Черемзин думал, что он сделал всё от него зависящее – приехал за тридевять земель, специально для того, чтобы навестить Волконского, помочь ему и утешить его, но теперь видел, что тут ни помочь, ни утешить нельзя. И чувство конфузливости и неловкости стало мало-помалу овладевать и им.
– Вот беда – спать не могу совсем! – произнёс вдруг почему-то князь Никита, как будто всё его горе и заключалось только в этом.
У Черемзина сердце сжалось щемящею болью. Ему было невыносимо жалко смотреть на Волконского. Он только теперь понял всё его ужасное положение, которое издалека казалось ему не таким беспомощным.

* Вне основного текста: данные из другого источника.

PR #1254, opened 2025-10-13
chore: AH Migration backport for Interlay

tsenovilla:
This PR aims to protect Interlay's cross chain transfers from the upcoming AHM. During the migration, the inference of DOT reserves may lead to lost of funds, so we need to deactivate those transfers during the process.

A bit more context about this issue: https://forum.polkadot.network/t/mandatory-action-guide-for-ahm-broken-native-crosschain-transfers/14634

The proposed solution follows the approach of the ORML team implemented here: https://github.com/open-web3-stack/open-runtime-module-library/pull/1033.

The affected extrinsics on Interlay are:

- `xtokens` -> all extrinsics. `xtokens` use a ReserveProvider to determine the reserve, so the patch is needed here.
- `pallet_xcm` -> `pallet_xcm` calls [are filtered out](https://github.com/interlay/interbtc/blob/interbtc-v1.25/parachain/runtime/interlay/src/lib.rs#L200-L208) on Interlay, so they're not affected.

Please note that all other reserves aren't affected by this patch and keep working as usual. The migration status should be changed by calling the `xtokens.set_migration_phase` extrinsic. This extrinsic is only callable by the root origin on Interlay.

As the Interbtc codebase deps are too far in the past, the time doesn't allow to bump everything and bring that change with the ORML crates, so we'll be using an ORML fork from the exact commit used by the Interbtc codebase. The fork is located in the [R0gue](https://r0gue.io/) GitHub organization, concretely here: https://github.com/r0gue-io/open-runtime-module-library/tree/master.

**IMPORTANT**: This branch slightly modifies the Kintsugi runtime, just for convenience, to allow us compiling the whole workspace. However it **MUST** be used only to update Interlay

### DIFF
--- a/.github/actions/cache-npm/action.yml
+++ b/.github/actions/cache-npm/action.yml
@@ -1,0 +1,20 @@
+name: 'Cache NPM'
+description: 'Caching npm dependencies'
+inputs:
+  cache-key:
+    description: 'Key to use when caching npm dependencies'
+    required: true
+    default: 'npm-default'
+runs:
+  using: "composite"
+  steps:
+    - name: Cache NPM dependencies
+      uses: actions/cache@v3
+      with:
+        path: |
+          ~/.npm
+          node_modules
+        key: ${{ runner.os }}-npm-${{ inputs.cache-key }}-${{ hashFiles('**/package-lock.json') }}
+        restore-keys: |
+          ${{ runner.os }}-npm-${{ inputs.cache-key }}-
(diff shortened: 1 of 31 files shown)


al3mart (approved):
This is now ready for the Interlay team to review.

We are pretty confident with the current state of this PR. As long as there is no feedback from your side, we don't plan on pushing any more changes here.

Лаврентий принёс закусить.
– Ну, как вы, барин? – спросил он Черемзина. – Как изволите жить? Давно ведь не видели – с самого последнего приезда.
Черемзин был благодарен Лаврентию, что тот заговорил и дал, так сказать, возможность выйти из неловкого молчания. Действительно, трудно было начать о чём-нибудь беседу. Говорить о самом князе Никите и его горе – значило ещё больше растравлять его. О самом себе Черемзин боялся говорить, потому что был слишком счастлив, слишком избалован своею жизнью.
– Жениться изволили? Деточки есть? – спросил между тем Лаврентий.
– Да, я женат и дети есть, – ответил Черемзин тихо, точно извиняясь за своё счастье.
– Ты женат? – спросил Волконский.
– Да, на Трубецкой, помнишь? и тебе обязан этим.
– Как мне? – удивился князь Никита. – Отчего мне?
– Да как же! Помнишь, когда я приезжал… – Он хотел сказать «к вам», но удержался, – приезжал сюда, отчаявшись, что моя Ирина Петровна будет когда-нибудь моею… Тогда старый привередник-князь – он жив до сих пор и уже во многом переменился, – не желая отдавать дочь за меня, придрался к тому, что я не на десять лет старше её, а только на девять.
– Ну? – спросил Волконский, и в его глазах появилось как будто внимание.
Этот свежий, здоровый голос Черемзина и сам Черемзин, говоривший о вещах, совершенно противоположных тому, о чём князь Никита думал изо дня в день, перебили его думы, ворвались к нему и готовы были охватить и хотя на миг рассеять его.
Никита Фёдорович невольно подчинился рассказу гостя и стал следить за ним.
Хотя ему говорили, что всё это он должен был помнить, однако, он ничего не помнил и слушал как новое, но тем не менее почему-то занимательное.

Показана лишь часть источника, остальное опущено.